When dealing with multiple features, simple linear regression loses its charm and so Multiple regression is necessary for encapsulating the effect of multiple features.



In [None]:
import numpy as np
import pandas as pd
import matplotlib.pyplot as plt
import seaborn as sns
import statsmodels.api as sm
import statsmodels.formula.api as smf
%matplotlib inline

Now, getting the data.



In [None]:
from sklearn.datasets import load_boston
boston_data = load_boston()
df =pd.DataFrame(boston_data.data,columns=boston_data.feature_names)

In [None]:
df.head()

Then, for simplicity, I’ll be using X and y to denote the feature and target variables.

In [None]:
X = df
y = boston_data.target

Now, let’s add some extra constant term to allow statsmodels to calculate the bias.

In [None]:
X_constant = sm.add_constant(X)

Now, let’s instantiate and fit our model with an ordinary least square model.



In [None]:
model = sm.OLS(y, X_constant)
lin_reg = model.fit()

To see the results, run the following code:



In [None]:
lin_reg.summary()

Another way to make your model would be to actually use the formula,



In [None]:
f_model = smf.ols(formula = 'y ~ CRIM + ZN + INDUS + CHAS + NOX + RM + AGE + DIS + RAD + TAX + PTRATIO + B + LSTAT', 
              data=df)
f_lin_reg = f_model.fit()
f_lin_reg.summary()

To see what the actual prediction for 10 rows of the features dataframe looks like, run these:

In [None]:
print(lin_reg.predict(X_constant[:10]))
print(f_lin_reg.predict(X_constant[:10]))

There you go! That’s how you perform Multiple Regression using Python!

(Just an add-on. If you are interested about which feature is important then go through this.)

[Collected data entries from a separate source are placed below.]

PR #2728, opened 2021-01-12
KYRA: More adlib driver code cleanup

miller-alex:
Again some improvements to the code that shouldn't change behaviour in any way.

If you don't like that I'm changing the way the callback functions work, you may drop the last commit, but I think it's cleaner like that.

### DIFF
--- a/engines/kyra/sound/drivers/adlib.cpp
+++ b/engines/kyra/sound/drivers/adlib.cpp
@@ -659,21 +659,17 @@ void AdLibDriver::executePrograms() {
 	// each AdLib channel (0-8), plus one "control channel" (9) which is
 	// the one that tells the other channels what to do.
 
-	// This is where we ensure that channels that are made to jump "in
-	// sync" do so.
-
 	if (_syncJumpMask) {
-		bool forceUnlock = true;
+		// This is where we ensure that channels that are made to jump
+		// "in sync" do so.
 
 		for (_curChannel = 9; _curChannel >= 0; --_curChannel) {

Let’s look at the correlation between the different features.



In [None]:
pd.options.display.float_format = '{:,.4f}'.format
corr = df.corr()
corr[np.abs(corr) < 0.65] = 0
plt.figure(figsize=(16,10))
sns.heatmap(corr, annot=True, cmap='YlGnBu')
plt.show()

Let’s also try using the R2 score to see the importance of features.



In [None]:
from sklearn.metrics import r2_score
linear_reg = smf.ols(formula = 'y ~ CRIM + ZN + INDUS + CHAS + NOX + RM + AGE + DIS + RAD + TAX + PTRATIO + B + LSTAT', 
              data=df)
base = linear_reg.fit()
print(r2_score(y, base.predict(df)))

The R2 score that I got was 0.7406 and now this will serve as my base number. If the removal of a feature changes the R2 score significantly then that feature can be termed as an important feature.

For e.g. if from the above formula, LSTAT is removed then the R2 score drops to 0.68 whereas if AGE is removed it stays at 0.74. Hence, LSTAT is an important feature.

In [None]:
# WITHOUT LSTAT
linear_reg = smf.ols(formula = 'y ~ CRIM + ZN + INDUS + CHAS + NOX + RM + AGE + DIS + RAD + TAX + PTRATIO + B', 
              data=df)
base = linear_reg.fit()
print(r2_score(y, base.predict(df)))

In [None]:
# WITHOUT AGE
linear_reg = smf.ols(formula = 'y ~ CRIM + ZN + INDUS + CHAS + NOX + RM +DIS + RAD + TAX + PTRATIO + B + LSTAT', 
              data=df)
base = linear_reg.fit()
print(r2_score(y, base.predict(df)))

These are some ways you can check for feature importance and see if feature engineering can help make better features that uplifts the model.